→ Input data:
PR #4098, opened 2016-07-14
Refactored 'GroupManager' as an actor.

nfnt:
Following the pattern in the `mesosphere.marathon.core` namespace,
'GroupManager' is refactored as a module. The existing behavior hasn't been
changed and leave room for further refactoring. While 'GroupManager' is now an
actor, it doesn't persist any state yet. Further work could focus on that.


aquamatthias:
@nfnt There is a cyclic dependency - so Marathon can not start:
```
[07:36:11][Step 3/3] [2016-07-15 07:37:27,044] INFO [] marathon_52344: 
[07:36:11][Step 3/3] [2016-07-15 07:37:27,044] INFO [] marathon_52344: 1) Tried proxying mesosphere.marathon.MarathonSchedulerService to support a circular dependency, but it is not an interface.
[07:36:11][Step 3/3] [2016-07-15 07:37:27,044] INFO [] marathon_52344:   at mesosphere.marathon.MarathonModule.configure(MarathonModule.scala:77)
[07:36:11][Step 3/3] [2016-07-15 07:37:27,044] INFO [] marathon_52344:   while locating mesosphere.marathon.MarathonSchedulerService
[07:36:11][Step 3/3] [2016-07-15 07:37:27,044] INFO [] marathon_52344:     for parameter 13 at mesosphere.marathon.core.CoreModuleImpl.<init>(CoreModuleImpl.scala:44)
[07:36:11][Step 3/3] [2016-07-15 07:37:27,044] INFO [] marathon_52344:   while locating mesosphere.marathon.core.CoreModuleImpl
[07:36:11][Step 3/3] [2016-07-15 07:37:27,044] INFO [] marathon_52344:   at mesosphere.marathon.core.CoreGuiceModule.configure(CoreGuiceModule.scala:145)
```
Can you take a look?

src/main/scala/mesosphere/marathon/core/groupmanager/impl/GroupManagerActor.scala
```diff
@@ -0,0 +1,262 @@
...
+  private var scheduler: DeploymentService = _
+
+  override def preStart(): Unit = {
+    super.preStart()
+    scheduler = schedulerProvider.get()
+  }
+
+  override def receive: Receive = {
+    Seq(
+      receiveApp,
```
aquamatthias: You basically translate every method into a receive function.
Multiple receive functions make sense, if you have different behaviors or complex receive functions.

- it is not easy to see which messages get handled
- you tangle messaging logic and business logic
- every receive function directly handles the logic
- it is not easy to test the domain logic

I would suggest this:

```scala
def receive: Receive = {
  case GetRootGroup => getRootGroup().pipeTp(sender())
  case GetGroupWithId(id) => getGroupWithId(id).pipeTo(sender())
}

def getRootGroup(): Future[Group] = ???

```

src/main/scala/mesosphere/marathon/core/groupmanager/impl/GroupManagerDelegate.scala
```diff
@@ -0,0 +1,145 @@
...
+    implicit val timeoutImplicit: Timeout = timeout
+
+    val answerFuture = actorRef ? message
+    answerFuture
+  }
+}
+
+private[impl] object GroupManagerDelegate {
+
+  sealed trait Request
```
aquamatthias: Please define the messages send to the actor in the actor's companion object.
So it is easy to see, which message types are handled by this actor.

src/main/scala/mesosphere/marathon/core/groupmanager/impl/GroupManagerDelegate.scala
```diff
@@ -0,0 +1,145 @@
...
+
+  case class App(id: PathId) extends Request
```
aquamatthias: Messages mean actions. They should describe the action: ==> `GetAppWithId(id: PathId)`

src/main/scala/mesosphere/marathon/core/groupmanager/impl/GroupManagerDelegate.scala
```diff
@@ -0,0 +1,145 @@
...
+
+  case class GroupWithId(id: PathId) extends Request
```
aquamatthias: GetGroupWithId

src/main/scala/mesosphere/marathon/core/groupmanager/impl/GroupManagerDelegate.scala
```diff
@@ -0,0 +1,145 @@
...
+
+  case class GroupWithVersion(id: PathId, version: Timestamp) extends Request
```
aquamatthias: GetGroupWithVersion

src/main/scala/mesosphere/marathon/core/groupmanager/impl/GroupManagerDelegate.scala
```diff
@@ -0,0 +1,145 @@
...
+
+  case object RootGroup extends Request
```
aquamatthias: GetRootGroup

src/main/scala/mesosphere/marathon/core/groupmanager/impl/GroupManagerDelegate.scala
```diff
@@ -0,0 +1,145 @@
...
+
+  case class Upgrade(
+    gid: PathId,
+    change: Group => Group,
+    version: Timestamp = Timestamp.now(),
+    force: Boolean = false,
+    toKill: Map[PathId, Iterable[Task]] = Map.empty) extends Request
+
+  case class Versions(id: PathId) extends Request
```
aquamatthias: GetAllVersions

src/main/scala/mesosphere/marathon/core/groupmanager/package.scala
```diff
@@ -0,0 +1,6 @@
+package mesosphere.marathon.core
+
+/**
+  * This package allows to manage all group related actions.
+  */
+package object groupmanager
```
aquamatthias: why do you need this file?

aquamatthias: The service `GroupManager` now is in package `groupmanager`.
We should find a better name for the package. 
Could be as simple as `group`

aquamatthias:
@nfnt Thanks for this PR. Added a couple of comments. Please rebase.

src/main/scala/mesosphere/marathon/core/groupmanager/package.scala
nfnt: Sorry, I just followed the pattern of some other modules in `core` without giving it too much thought. Better remove that file then?

src/main/scala/mesosphere/marathon/core/groupmanager/GroupManagerConfig.scala
```diff
@@ -0,0 +1,13 @@
+package mesosphere.marathon.core.groupmanager
+
+import org.rogach.scallop.ScallopConf
+
+trait GroupManagerConfig extends ScallopConf {
+  //scalastyle:off magic.number
+
+  lazy val groupManagerRequestTimeout = opt[Int](
+    "group_manager_request_timeout",
```
jasongilanfarr: Please specify the unit, e.g. "ms"

src/main/scala/mesosphere/marathon/core/groupmanager/GroupManagerConfig.scala
```diff
@@ -0,0 +1,13 @@
...
+    descr = "Foo",
+    hidden = true,
+    default = Some(1000))
```
jasongilanfarr: 10.seconds.toMillis?

src/main/scala/mesosphere/marathon/core/groupmanager/package.scala
aquamatthias: I don't see much value - please remove.
Also: please rename the package to `group` instead of `groupmanager`

src/main/scala/mesosphere/marathon/core/groupmanager/GroupManagerConfig.scala
```diff
@@ -0,0 +1,13 @@
+package mesosphere.marathon.core.groupmanager
+
+import org.rogach.scallop.ScallopConf
+
+trait GroupManagerConfig extends ScallopConf {
+  //scalastyle:off magic.number
+
+  lazy val groupManagerRequestTimeout = opt[Int](
+    "group_manager_request_timeout",
+    descr = "Foo",
```
aquamatthias: Not very good description.

src/main/scala/mesosphere/marathon/core/groupmanager/GroupManagerConfig.scala
aquamatthias: All command line flags are configured in ms and don't have the unit in the name. But the description should have the unit.

src/main/scala/mesosphere/marathon/core/groupmanager/GroupManagerConfig.scala
nfnt: Whoops! Thanks for catching that!

src/main/scala/mesosphere/marathon/core/groupmanager/GroupManagerConfig.scala
aquamatthias: Very good point - also this is one second, but should be 10

aquamatthias:
Please rebase

src/main/scala/mesosphere/marathon/core/groupmanager/impl/GroupManagerActor.scala
```diff
@@ -0,0 +1,279 @@
...
+import mesosphere.marathon.upgrade.{ DeploymentPlan, GroupVersioningUtil, ResolveArtifacts }
+import mesosphere.util.CapConcurrentExecutions
+import org.slf4j.LoggerFactory
+
+import scala.collection.immutable.Seq
+import scala.collection.mutable
+import scala.concurrent.Future
+import scala.util.{ Failure, Success }
+
+private[groupmanager] object GroupManagerActor {
```
jasongilanfarr: While the pipeTo is nice, it seems a bit off to me- as it stands there is little reason to actually have the GroupManager as an actor since everything it does is purely future based, so the Single Threaded Apartment has almost no value.

Instead, for every `Request`, there should be a corresponding `Response` message type (unless its "Done") and the Future methods should change the actor's internal state while they are being processed. I think the latter is out of the scope of this change, but it would be good to adapt a `Response` type and use it.

This is mostly a cosmetic comment, but there is some value in it. Perhaps, simply adding "Replies with T" to all of the request types would help?

aquamatthias: @jasongilanfarr this is only the first step. With an actor in place, we can hold the rootGroup, dependencyTree etc. Then the actor will make more sense.

@nfnt Can you add the `Response` types and document which request will send which response?

aquamatthias:
@nfnt LGTM. One comment regarding response types.

aquamatthias:
Thanks!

→ Task description: Whenever the word "rebase" appears in a line of the listing, report that line.

→ Output:
@nfnt Thanks for this PR. Added a couple of comments. Please rebase.
Please rebase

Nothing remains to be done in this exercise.